We use the `?` sign to denote attributes that are nullable.

In [11]:
%%sql

DROP TABLE IF EXISTS artists, releases, released_by, tracks CASCADE;

CREATE TABLE artists (
    artist_id int NOT NULL,
    name varchar(256) NULL,
    realname text NULL,
    profile text NULL,
    url text NULL,
    PRIMARY KEY (artist_id)
);

CREATE TABLE releases (
    release_id int NOT NULL,
    released date NOT NULL,
    title text NOT NULL,
    country varchar(256) NULL,
    genre varchar(256) NOT NULL,
    PRIMARY KEY (release_id)
);

CREATE INDEX IF NOT EXISTS idx_releases_genre ON releases(genre);

CREATE TABLE released_by (
    release_id int REFERENCES releases(release_id) ON DELETE CASCADE,
    artist_id int REFERENCES artists(artist_id) ON DELETE CASCADE,
    PRIMARY KEY (release_id, artist_id)
);

CREATE TABLE tracks (
    release_id int REFERENCES releases(release_id) ON DELETE CASCADE,
    position varchar(128) NOT NULL,
    title text NULL,
    duration int NULL,
    PRIMARY KEY (release_id, position)
);

 * postgresql://postgres:***@localhost/discogs
Done.
Done.
Done.
Done.
Done.
Done.


[]

# Visualizing the ER diagram of the database

We can use the eralchemy tool to display the ER diagram of the database schema we have just created. We need to import the `render_er` function from the `eralchemy` module. We will also be using the `IPython.display.Image` function to display the PNG that eralchemy outputs.

In [9]:
from eralchemy import render_er
from IPython.display import Image

IMG_PATH='erd_discogs.png'

render_er(CONN_STRING, IMG_PATH)

Image(url=IMG_PATH)

***

_Note:_ To install eralchemy, you will need to first run

`sudo apt-get install graphviz, libgraphviz-dev`

and then install the Python package with:

`pip install eralchemy`

***

# Loading the data

In [10]:
Q="'"
DATAPATH= "/home/bojan/projects/phd/teaching/IntroDB-HandsOn/dmdb19_handson2"

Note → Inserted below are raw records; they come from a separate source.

PR #615, opened 2018-04-05
Adds a new <Popover> component

yuki24:
This is a continuation of @erikdstock's PR https://github.com/artsy/reaction/pull/602.

* [x] Remove the need of specifying `container={this}`
* [x] Minor styling changes
* [x] Polish the interface for `<OverlayTrigger>` (add more doc, remove `any`s, etc)
* [x] ~Rename it to `<Tooltip>`?~ Deferring this as there is a `<Tooltip>` component (which looks more like a `<Popover>` component) and they need to be renamed in one go
* [x] Add an example with an animation transition

## Popover

screen shot 2018-04-05 at 16 45 52

### Code: 

```tsx
<Popover placement="right">Post to Facebook</Popover>
<Popover placement="top">Post to Facebook</Popover>
<Popover placement="left">Post to Facebook</Popover>
<Popover placement="bottom">Post to Facebook</Popover>
```

## Display on click

display-on-click

### Code: 

```tsx
class DisplayPopoverOnClickExample extends React.Component {
  state = {
    show: false,
  }

  render() {
    const popover = <Popover>Post to Facebook</Popover>

    return (
      <div style={{ padding: "70px 140px" }}>
        <OverlayTrigger show={this.state.show} placement="top" overlay={popover}>
          <Button style={{ margin: 0 }} onClick={() => this.setState({ show: !this.state.show })}>
            Button
          </Button>
        </OverlayTrigger>
      </div>
    )
  }
}
```

## Display on hover

display-on-hover

### Code: 

```tsx
class DisplayPopoverOnHoverExample extends React.Component {
  state = {
    show: false,
  }

  render() {
    const popover = <Popover>Save</Popover>

    return (
      <div style={{ padding: "30px 30px" }}>
        <OverlayTrigger show={this.state.show} placement="bottom" overlay={popover}>
          <CircleIcon
            name="heart-small"
            color="black"
            fontSize="30px"
            ratio={0.5}
            onMouseEnter={() => this.setState({ show: true })}
            onMouseLeave={() => this.setState({ show: false })} />
        </OverlayTrigger>
      </div>
    )
  }
}
```

## Display on blur

display-on-blur

### Code: 

```tsx
class DisplayPopoverOnBlurExample extends React.Component {
  state = {
    value: "",
    show: false,
  }

  render() {
    const popover = <Popover>Is your email {this.state.value}?</Popover>

    return (
      <div style={{ padding: "50px" }}>
        <OverlayTrigger show={this.state.show} placement="bottom" overlay={popover}>
          <Input
            placeholder="Email"
            onChange={e => this.setState({ show: false, value: e.currentTarget.value })}
            onBlur={() => this.setState({ show: true })} />
        </OverlayTrigger>
      </div>
    )
  }
}
```


src/Components/Popover.tsx
```diff
@@ -0,0 +1,88 @@
...
+
+const PopoverContainer = styled.div`
+  text-align: left;
+  text-align: start;
+  position: relative;
+  padding: 5px;
+  display: inline-block;
+`
+
+const PopoverArrow: any = styled.div`
```
yuki24: using `any` just to make the CI happy. Open to suggestions as to what type this should be.

src/Components/Popover.tsx
```diff
@@ -0,0 +1,88 @@
...
+    left: <PopoverLeftArrow />,
+  }
+
+  render() {
+    const arrowElement = this.Arrows[this.props.placement]
+    const { arrowOffsetLeft, arrowOffsetTop } = this.props
+
+    return (
+      <PopoverContainer {...this.props as any}>
+        {cloneElement(arrowElement, { arrowOffsetLeft, arrowOffsetTop })}
```
yuki24: I wonder this is an overuse of `cloneElement`

src/Components/Popover.tsx
```diff
@@ -0,0 +1,88 @@
...
+
+import * as fonts from "../Assets/Fonts"
+
+interface Props extends React.HTMLProps<HTMLDivElement> {
+  placement?: "top" | "right" | "bottom" | "left"
+  arrowOffsetTop?: string
+  arrowOffsetLeft?: string
+}
+
+export class Popover extends React.Component<Props, null> {
```
damassi: Don't need `null`

yuki24:
@erikdstock @damassi @xtina-starr Alright this PR is ready! let me know if there's anything that needs to be fixed before merging.

src/Components/Popover.tsx
```diff
@@ -0,0 +1,106 @@
...
+
+        <PopoverInner>{this.props.children}</PopoverInner>
+      </PopoverContainer>
+    )
+  }
+}
+
+const PopoverContainer = styled.div`
+  text-align: left;
+  text-align: start;
```
kanaabe: I think you meant to only have one `text-align`?

src/Components/__stories__/PopoverExamples/DisplayPopoverOnBlurExample.tsx
```diff
@@ -0,0 +1,30 @@
...
+    value: "",
+    show: false,
+  }
+
+  render() {
+    const { show } = this.state
+    const popover = <Popover>Is your email {this.state.value}?</Popover>
+
+    return (
+      <div style={{ padding: "50px" }}>
```
kanaabe: I know it's a small/minor style, but I would probably use styled-components here anyway to stay consistent.

src/Components/Popover.tsx
yuki24: Yeah, this looks weird. Maybe we don't need both of them so it'll just default to whatever is set to the entire `<body>`.

src/Components/__stories__/PopoverExamples/DisplayPopoverOnBlurExample.tsx
yuki24: Paddings and margins are always tricky to consolidate and make consistent (not in terms of coding style but the actual length of padding or margin), so there would be a lot of one-off components and the entire file could be longer than it should if they all should be componentized. I'll componentize them anyway since It does look like most of the `style`s in the storybook can be consolidated.

Ideally, there should be a consolidated margin/padding definitions (e.g. [basscss-margin](http://basscss.com/#basscss-margin)). This is a wider conversation, but I wanted to leave a note that most of these inline `style`s for padding/margin are actually intentional.

damassi: This is something we should def discuss as we begin implementing artsy-wide style guidelines

src/Components/Popover.tsx
```diff
@@ -0,0 +1,104 @@
...
+  padding: 5px;
+  display: inline-block;
+`
+
+const PopoverArrowFactory: StyledFunction<
+  PopoverArrowPositionProps & React.HTMLProps<HTMLDivElement>
+> =
+  styled.div
+
+const PopoverArrow = PopoverArrowFactory`
```
l2succes: FYI, another way to add props to a styled component without declaring an interface.
Found it [here](https://github.com/styled-components/styled-components/issues/630#issuecomment-375013384)

You can do this 
```typescript
styled.div.attrs<PopoverArrowPositionProps>({
  arrowOffsetTop: string
})`
  position: absolute;
  ...
`
```

l2succes:
@yuki24 LGTM! Clean API too, let's merge after addressing @kanaabe's comments

src/Components/Popover.tsx
yuki24: Interesting, I'll give it a try.

yuki24:
Alright, I think I fixed them all. I'll merge once the CI is ✅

%sql COPY artists FROM $Q$DATAPATH/artists.csv$Q DELIMITERS ',' CSV HEADER;
%sql COPY releases FROM $Q$DATAPATH/releases.csv$Q DELIMITERS ',' CSV HEADER;
%sql COPY released_by FROM $Q$DATAPATH/released_by.csv$Q DELIMITERS ',' CSV HEADER;
%sql COPY tracks FROM $Q$DATAPATH/tracks.csv$Q DELIMITERS ',' CSV HEADER;

 * postgresql://postgres:***@localhost/discogs
6034590 rows affected.
 * postgresql://postgres:***@localhost/discogs
538640 rows affected.
 * postgresql://postgres:***@localhost/discogs
547652 rows affected.
 * postgresql://postgres:***@localhost/discogs
3502190 rows affected.


[]